Following that, is a list of ```m``` data types. These are a character (f, i, u, b, for float, int, unsigned int, and bool respecitvely) followed by an integer (ascii) that is the power of 2 the data type takes up in bits. Some examples:
- ```b0``` is a bool for ```2^0 = 1 bit```
- ```u5``` is a 32 bit unsigned integer
- ```f5``` is a 32 bit float

currently only these are supported. [Why are just these supported?](#1)
    
```python
"i3": np.int8
"i4": np.int16
"i5": np.int32
"i6": np.int64
"u3": np.uint8
"u4": np.uint16
"u5": np.uint32
"u6": np.uint64
"f4": np.float16
"f5": np.float32
"f6": np.float64
"b0": bool
```

Ok, now we have our column titles and data types. After this, each data chunk is read in. For every column you grab ```n * <data size>``` and pull out ```n``` values that get stored as a polars ```Series```. You join every single series to form a polars ```DataFrame```. You create a list of these for every record batch and then concatenate them all at the end to form a single ```DataFrame``` that gets written to a ```.parquet``` file specified! And that's it :)

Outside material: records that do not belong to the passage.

PR #660, opened 2026-07-31
fix(cli): return error on unknown subcommands for parent commands

### LINKED ISSUE #641: Parent commands silently return exit code 0 for unknown subcommands
## OpenCodeReview Version

`open-code-review dev darwin/arm64` (built from source, latest main)

## Operating System

macOS (Apple Silicon)

## Installation Method

Built from source

## LLM Provider

Anthropic (Claude)

## Bug Description

Parent commands (`session`, `config`, `delegate`, `llm`, `rules`) silently display help and return exit code 0 when given an unknown subcommand. This is inconsistent with the root command and leaf commands, which correctly return exit code 1 with an error message.

| Command level | Input | Exit code | Behavior |
|---|---|---|---|
| Root | `ocr nonexistent` | 1 | `Error: unknown command "nonexistent" for "ocr"` |
| Leaf | `ocr review unknown` | 1 | `Error: unknown command "unknown" for "ocr review"` |
| Parent | `ocr session unknown` | 0 | Silently prints help, no error |
| Parent | `ocr config unknown` | 0 | Silently prints help, no error |
| Parent | `ocr delegate unknown` | 0 | Silently prints help, no error |
| Parent | `ocr llm unknown` | 0 | Silently prints help, no error |
| Parent | `ocr rules unknown` | 0 | Silently prints help, no error |

## Steps to Reproduce

```bash
# 1. Run a parent command with an unknown subcommand
ocr session unknown
echo $?   # prints 0

# 2. Compare with root command
ocr nonexistent
echo $?   # prints 1

# 3. Compare with leaf command
ocr review unknown
echo $?   # prints 1
```

## Expected Behavior

All commands should consistently return exit code 1 and print an error message when given an unrecognized subcommand. For example, `ocr session unknown` should output:

```
Error: unknown command "unknown" for "ocr session"
```

and exit with code 1, matching the behavior of the root command and leaf commands.

## Logs / Error Output

```shell
$ ocr session unknown
List and inspect saved review sessions

Usage:
  ocr session [command]

Aliases:
  session, sessions

Available Commands:
  list        List recent review sessions for the current repo
  show        Show one session's metadata and per-file items

Flags:
  -h, --help   help for session

Use "ocr session [command] --help" for more information about a command.

$ echo $?
0
```

## Additional Context

The root cause is that parent commands (`sessionCmd`, `configCmd`, `delegateCmd`, `llmCmd`, `rulesCmd`) are defined without a `RunE`/`Run` function. In Cobra, when a parent command has no `RunE` and receives an unrecognized subcommand, it falls back to displaying help and returns `nil` (exit 0). Adding a `RunE` that returns `cmd.Help()` (or any non-nil function) would cause Cobra to properly report "unknown command" errors for these parent commands, consistent with the root command's behavior.

aalhadxx:
## Problem

Parent commands (`session`, `config`, `delegate`, `llm`, `rules`) were defined without a `RunE` function. In Cobra, when a parent command has no `RunE` and receives an unrecognized subcommand, it falls back to displaying help and returns `nil` (exit 0). This is inconsistent with the root command and leaf commands, which correctly return exit code 1 with an error message.

| Command level | Input | Exit code | Behavior |
|---|---|---|---|
| Root | `ocr nonexistent` | 1 | Error: unknown command |
| Leaf | `ocr review unknown` | 1 | Error: unknown command |
| Parent | `ocr session unknown` | 0 | Silently prints help, no error |

## Fix

Add `RunE: func(cmd *cobra.Command, args []string) error { return cmd.Help() }` to all five parent commands so Cobra properly reports "unknown command" errors instead of silently succeeding.

## Changes

- `sessionCmd` — add `RunE`
- `configCmd` — add `RunE`
- `delegateCmd` — add `RunE`
- `llmCmd` — add `RunE`
- `rulesCmd` — add `RunE`
- New `parent_cmd_test.go` with 13 tests covering:
  - Unknown subcommands produce a non-nil error containing "unknown command"
  - Known subcommands still route correctly (no regression)
  - Bare parent commands (no args) still print help and return nil

## Verification

All new tests pass locally. Existing tests remain unchanged.

Closes #641

### DIFF
--- a/cmd/opencodereview/config_cmd.go
+++ b/cmd/opencodereview/config_cmd.go
@@ -32,6 +32,12 @@ Examples:
   ocr config set provider my-gateway
   ocr config set custom_providers.my-gateway.url https://gateway.internal.com/v1
   ocr config set custom_providers.my-gateway.protocol openai`,
+	RunE: func(cmd *cobra.Command, args []string) error {
+		if len(args) > 0 {
+			return fmt.Errorf("unknown command %q for %q", args[0], cmd.CommandPath())
+		}
+		return cmd.Help()
+	},
 }
 
 var configSetCmd = &cobra.Command{
--- a/cmd/opencodereview/delegate_cmd.go
+++ b/cmd/opencodereview/delegate_cmd.go
@@ -41,6 +41,12 @@ Output review spec for host-agent delegation (no LLM required).`,
 
   # Get rules for multiple files (grouped by content)
   ocr delegate rule internal/agent/agent.go internal/llm/client.go`,
+	RunE: func(cmd *cobra.Command, args []string) error {
+		if len(args) > 0 {
+			return fmt.Errorf("unknown command %q for %q", args[0], cmd.CommandPath())
+		}
+		return cmd.Help()
+	},
 }
 
 var delegatePreviewCmd = &cobra.Command{
--- a/cmd/opencodereview/llm_cmd.go
+++ b/cmd/opencodereview/llm_cmd.go
@@ -18,6 +18,12 @@ var llmCmd = &cobra.Command{
 	Long:  "LLM utility commands.",
 	Example: `  ocr llm test                   Verify LLM connectivity and configuration
   ocr llm providers              List available built-in providers`,
+	RunE: func(cmd *cobra.Command, args []string) error {
+		if len(args) > 0 {
+			return fmt.Errorf("unknown command %q for %q", args[0], cmd.CommandPath())
+		}
+		return cmd.Help()
+	},
 }
 
 var llmTestCmd = &cobra.Command{
--- a/cmd/opencodereview/parent_cmd_test.go
+++ b/cmd/opencodereview/parent_cmd_test.go
@@ -1,0 +1,139 @@
+package main
+
+import (
+	"strings"
+	"testing"
+
+	"github.com/spf13/cobra"
+)
+
+// TestParentCommands_UnknownSubcommand verifies that parent commands which
+// previously silently printed help and exited 0 now return a non-zero exit
+// code with a clear "unknown command" error when given an unrecognized
+// subcommand. This is consistent with the root command and leaf commands.
+//
+// See: https://github.com/alibaba/open-code-review/issues/641
+func TestParentCommands_UnknownSubcommand(t *testing.T) {
+	tests := []struct {
+		name string
+		args []string
+		want string // substring expected in error message
+	}{
+		{"session", []string{"session", "bogus"}, "unknown command"},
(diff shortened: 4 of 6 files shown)


lizhengfeng101:
Hi @aalhadxx, CI is failing on the `TestParentCommands_UnknownSubcommand` tests. The issue is that when a parent command has `RunE` defined, Cobra passes unrecognized subcommands as `args` to `RunE` instead of returning an "unknown command" error automatically.

Since `cmd.Help()` always returns `nil`, the current `RunE` implementation silently succeeds even with unknown subcommands like `bogus`.

**Fix**: check `args` before falling through to help:

```go
RunE: func(cmd *cobra.Command, args []string) error {
    if len(args) > 0 {
        return fmt.Errorf("unknown command %q for %q", args[0], cmd.CommandPath())
    }
    return cmd.Help()
},
```

This needs to be applied to all parent commands (`session`, `config`, `delegate`, `llm`, `rules`).

aalhadxx:
@lizhengfeng101 thanks for the review — you are absolutely right. When a parent command has `RunE`, Cobra no longer auto-rejects unknown subcommands; it passes them as `args` to `RunE` instead.\n\nFixed in all five parent commands (session, config, delegate, llm, rules) by checking `len(args) > 0` before falling through to `cmd.Help()`:\n\n\n\nForce-pushed the amended commit. PTAL.

lizhengfeng101 (commented):
Nice fix — the silent exit-0 on unknown subcommands was definitely confusing.

A couple of thoughts:

**You're reimplementing `cobra.NoArgs`**

The 5-line RunE you added to each parent is doing exactly what `cobra.NoArgs` already does (same error format and everything). You could simplify each command to:

```go
Args: cobra.NoArgs,
RunE: func(cmd *cobra.Command, args []string) error {
    return cmd.Help()
},
```

Cobra validates `Args` before calling `RunE`, so the RunE only fires when there are zero args. Less code, same behavior, and you don't have to maintain the format string yourself.

**`cloneRootCmd` mutates global state**

`AddCommand` in Cobra doesn't remove the command from its old parent — it just reassigns the `.parent` pointer. So after your tests run, every subcommand's `.parent` points to the last clone, not the real `rootCmd`. It happens to work today because both use `Use: "ocr"`, but it's fragile. Something like a `t.Cleanup` that re-adds everything back to `rootCmd`, or just using `rootCmd` directly (it already has `SilenceUsage`/`SilenceErrors`), would be more robust.

Neither of these is a blocker — the fix works as-is. But the `cobra.NoArgs` change especially would clean things up nicely.

lizhengfeng101 (approved):

binyaaminofficial (approved):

<h2 id="md"> Misc Details </h2>

<h3 id="0"> Why n must be a multiple of 8 </h3>

When packing booleans into bytes you can either pad every boolean with 7 0s to make a byte, pad ```n``` booleans into some number of bytes with a single byte on the end that is padded, or set ```n``` as a multiple of 8 making every set of booleans fit in a byte.

<h3 id="1"> Why support just these data types? </h3>

Our communication protocol on the car is CAN and you can only fit 8 bytes into a single message (64 bits). It is unwieldy and impractical to send a single piece of information across multiple CAN messages because they get lost fairly frequently. Thus, we will not support precision greater than 64 bits.

Floats under 16 bits hardly have any precision so we don't support those.

Ints under a byte have little use for us so unless a special case arises, we will likely not support this either.